• **About this task**
Each line of the data below that includes the string "OpenOS" must be copied.
══ Data
PR #912, opened 2015-02-13
Clean io mode for sh.lua

magik6k:
This way there is nice way to implement basic remote telnet-like thing without any ugly hacks

### DIFF
--- a/src/main/resources/assets/opencomputers/loot/OpenOS/bin/sh.lua
+++ b/src/main/resources/assets/opencomputers/loot/OpenOS/bin/sh.lua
════
• **Exercise solution**
--- a/src/main/resources/assets/opencomputers/loot/OpenOS/bin/sh.lua
+++ b/src/main/resources/assets/opencomputers/loot/OpenOS/bin/sh.lua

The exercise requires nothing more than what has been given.